Issue #1103, opened 2020-03-31
Insecure SQL queries in Director


pkosiec:
**Description**

Currently DB queries in Director are insecured, as they are built with `fmt.Sprintf` and string builder.
We need to convert them all to parametrized queries.

Most of them are located in `repo` helpers, but we also have custom queries like in applications for runtime query or `apiruntimeauth` domain.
====
== AIM OF THE TASK ==
Your task is to retype the complete material exactly as it was given.

== EXERCISE RESPONSE ==
Issue #1103, opened 2020-03-31
Insecure SQL queries in Director


pkosiec:
**Description**

Currently DB queries in Director are insecured, as they are built with `fmt.Sprintf` and string builder.
We need to convert them all to parametrized queries.

Most of them are located in `repo` helpers, but we also have custom queries like in applications for runtime query or `apiruntimeauth` domain.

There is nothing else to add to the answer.